[Records from a dataset]

PR #516, opened 2020-05-20
Fix query string construction

Yoann-Abbes:
## What does this PR do?

Fix a bug while constructing query strings.
The string interpolation `${key}:${value}` gave as value `[Object object]` as string for nested objects instead of stringifying the whole object.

## EXERCISE DIRECTIONS
No line may be altered or left out when the data is written out.

## RESULT
PR #516, opened 2020-05-20
Fix query string construction

Yoann-Abbes:
## What does this PR do?

Fix a bug while constructing query strings.
The string interpolation `${key}:${value}` gave as value `[Object object]` as string for nested objects instead of stringifying the whole object.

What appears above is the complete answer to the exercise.